CVE-2025-11522 is a critical authentication bypass vulnerability classified under CWE-288, affecting the Search & Go - Directory WordPress Theme by Elated-Themes, specifically all versions up to and including 2.7. The root cause is insufficient user validation in the function search_and_go_elated_check_facebook_user(), which is responsible for verifying Facebook login credentials. This flaw allows unauthenticated attackers to bypass normal authentication mechanisms and gain unauthorized access to other users' accounts, including those with administrative privileges. The vulnerability is exploitable remotely without requiring any prior authentication or user interaction, making it highly dangerous. The attack vector is network-based, and the scope is unchanged, meaning the vulnerability affects only the vulnerable theme installations but can fully compromise those systems. The CVSS v3.1 base score is 9.8, indicating critical severity with high impact on confidentiality, integrity, and availability. Although no public exploits have been reported yet, the simplicity of exploitation and the potential for complete site takeover make this a high-priority threat. The vulnerability specifically impacts WordPress sites using the Search & Go theme with Facebook login enabled, a common configuration for directory and listing websites. The lack of an official patch at the time of disclosure increases the urgency for mitigation. The vulnerability highlights the risks of third-party theme integrations with social login features when proper validation is not enforced.

The impact of CVE-2025-11522 is severe for organizations running WordPress sites with the Search & Go - Directory theme and Facebook login enabled. Successful exploitation results in full account takeover, including administrative accounts, allowing attackers to manipulate site content, steal sensitive user data, install backdoors, or disrupt site availability. This can lead to data breaches, reputational damage, loss of customer trust, and potential regulatory penalties depending on the data involved. Since WordPress powers a significant portion of websites globally, and directory themes are often used by businesses, local governments, and service providers, the scope of impact can be broad. Attackers can leverage this vulnerability to pivot into internal networks if the WordPress site is connected to other enterprise systems. The ease of exploitation without authentication or user interaction further amplifies the risk, making automated mass scanning and exploitation plausible once exploit code becomes available. Organizations that rely on Facebook login for user convenience are particularly vulnerable, as disabling this feature may be the only immediate mitigation before patches are released.
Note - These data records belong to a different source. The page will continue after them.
PR #1542, opened 2026-08-23
Gradius III Scoreboard Fix

niknakniknak:
Before:
before
After: 
after


jotego:
Tested on several games and compared with the baseline:

- Crime Fighters: 597 changed frames
- GBusters: 37 changed frames
- ThunderX: 126 changed frames, plus one missing changed-frame dump
- Aliens and Super Contra: no differences in these captures
- Riders and Simpsons-family games: pixel-identical, as expected because they use `ZENLARGE=1`

The changed frames are usually a one pixel shift of some sprites to the right, but it actually helps. At least, it helps on Crime Fighters:

Before
frame_02078-baseline

After
frame_02078-patched

The left pixel of the blue 2 character is missing on the baseline. So I think this PR is good.

@niknakniknak thank you!

PR #1547, opened 2026-08-24
Gradius III Audio Filter Model & Balance

niknakniknak:
This fixes the filter to the correct values from the schematic. The 007232's output ladder is a Konami custom with no published resistance so the FM/PCM balance was matched against an audio recording of the PCB ( https://vgmdb.net/album/325 )


jotego:
The FM is good. The PCM is not. I will take the PR and make a second commit for the PCM.

Issue #1413, opened 2026-05-25
grad3: randomly losing


rp-jt:
Some users report losing in the first stage even though no hit was received.

Since there are usually many objects on screen and projectiles coming from different angles, it is something hard to catch sometimes.

It is not consistent, I have been able to finish the desert stage without this happening or it happening before even the dunes appear. I don't know if this might be related to an input combination at some point. It occurs at different points on the screen as well

jotego:
I think the problem was that there was no separate video DTACK for each CPU, so they could be getting wrong data. Fixed in ce53a08e1

rp-jt:
Users niknak and kammerer report that it still happens in this new version, but not at all as often as before and this one is much more playable

yukky37:
I am still experiencing this issue with the version released on July 5th. 

In my case, it happens during the attract mode (demo loop) of the Plant Stage (Stage 8). While it doesn't happen every time, it seems more likely to occur during the very first demo loop right after booting up the core.

Since the bug still persists in the latest build, I believe this issue should be reopened for further investigation.

jotego:
I found another related weakness in the design and fixed it in b3739ec05. This fix still needs testing, though.

yukky37:
I tested the August 9th build (`Version 1be22f1 - 2026-8-9`), but unfortunately, the issue still persists.

In my case, it occurs in the exact same spot as I reported earlier: during the Plant Stage (Stage 8) attract mode, especially during the very first demo loop right after booting up the core.

Since it still happens on commit `1be22f1`, could you please reopen this issue?

jotego:
An user said that on stage 4 there are many enemies missing. So this looks more like a bug in the object layer rendering, instead of the previous leads around the main-sub CPU communication.

yukky37:
Actually, I don't think simple sprite invisibility explains the deaths in attract mode. 

Attract mode plays back a fixed sequence of inputs. If the enemies were merely invisible while their logic and hitboxes remained unchanged, the demo would still play out correctly without dying. 

Since the demo loop ends up dying, it suggests that the internal game logic, spawn timing, or processing sync itself is breaking, rather than just a visual rendering issue.

real-amano:
Congratulations, Nik, for finding the root case!

niknakniknak:
Thanks, just a note about the stage 4 issue. I did check that using an invulnerability patch this morning because I am NOT good at this game. it does match the playthroughs so I guess that's fixed too..

PR #1548, opened 2026-08-24
Gradius III Correctness Fix maybe

niknakniknak:
On the sub CPU I noticed all three interrupt clears carry ~VPAn, so acknoledging any one interrupt also wipes the other two. The game's own handlers clear only their own mask bit and deliberately leave the others armed. I can't show this changes anything you can see. Just found it while looking at #1413, it doesn't fix that. Happy to drop it if the ~VPAn is there on purpose?

### DIFF
--- a/cores/grad3/hdl/jtgrad3_sub.v
+++ b/cores/grad3/hdl/jtgrad3_sub.v
@@ -64,9 +64,9 @@ reg  [ 2:0] irq_mask;
 
 assign rst_cpu   = rst | sub_rst;
 assign lvbln     = ~LVBL;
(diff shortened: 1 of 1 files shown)


jotego:
Indeed, the schematics don't do it as the core does. I guess this was carried over from the first AI build and didn't get clean during the schematic review.

A similar fix is need on the main CPU side too. I'll add that one after merging this.

Thank you

jotego:
The PR wasn't still the right fix. Following @skutis schematics, the right implementation is now in 7b735832eaaae6e9d6afc465ab38b1d8b9ee4821.

I am a bit surprised we did not correct this during the initial core review, but well, that's life.

PR #1549, opened 2026-08-24
Raiga Mixer Fix for #1198

### LINKED ISSUE #1198: gaiden: Raiga Strato Fighter title transparency
Noticed the intro titles has a transparency issue with the title write on and the planet showing through the text

Image

Image

niknakniknak:
Fixes #1198 and the worm level

Tested all games on this core and no visual regressions from what I can see. - Ninja Gaiden uses this blend trick too for enemy deaths and looks like the PCB based on YT recordings. Wild Fang doesn't use it.

The board keeps three copies of the palette. The normal colours, the colours a pixel shows when something blended sits in front of it, and the colours the blended thing itself adds. A blended pixel is the last two added together.

The core only ever read the normal copy, and averaged the two colours 50/50. So two thirds of the palette RAM was being written by the game and never read, and the game had no control over how transparent anything was.

With a flat 50/50 the planet came through the letters and the title 'show and hide' band shows through the planet.

Based on mame priority table. Palette Layout from the scene dumps.

### DIFF
--- a/cores/gaiden/hdl/jtgaiden_blender.v
+++ b/cores/gaiden/hdl/jtgaiden_blender.v
@@ -2,7 +2,7 @@
  * SPDX-License-Identifier: GPL-3.0-or-later
  * Date: 2-3-2025 */
 
-// blends two colors by simply averaging the RGB signals
+// blends two colors by adding the RGB signals, with saturation
 module jtgaiden_blender(
     input          clk,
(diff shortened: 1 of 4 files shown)


jotego:
@niknakniknak thank you. In the future, if you create the branches in the repository instead of yours, the checks will run correctly. Thanks!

1. Immediately disable Facebook login functionality in the Search & Go theme until a security patch is released by Elated-Themes. 2. Monitor authentication logs for unusual login patterns or multiple failed attempts that could indicate exploitation attempts. 3. Implement Web Application Firewall (WAF) rules to detect and block suspicious requests targeting the vulnerable function or Facebook login endpoints. 4. Restrict administrative access by IP whitelisting or multi-factor authentication to reduce the impact of compromised accounts. 5. Regularly audit user accounts for unauthorized changes or new administrative users. 6. Keep WordPress core, plugins, and themes updated and subscribe to vendor security advisories for timely patch application. 7. If possible, temporarily disable or limit Facebook login integration site-wide or replace it with alternative authentication methods. 8. Conduct penetration testing focused on authentication mechanisms to identify similar weaknesses. 9. Prepare incident response plans to quickly isolate and remediate compromised systems if exploitation is detected. 10. Educate site administrators about the risks of social login features and the importance of strict validation.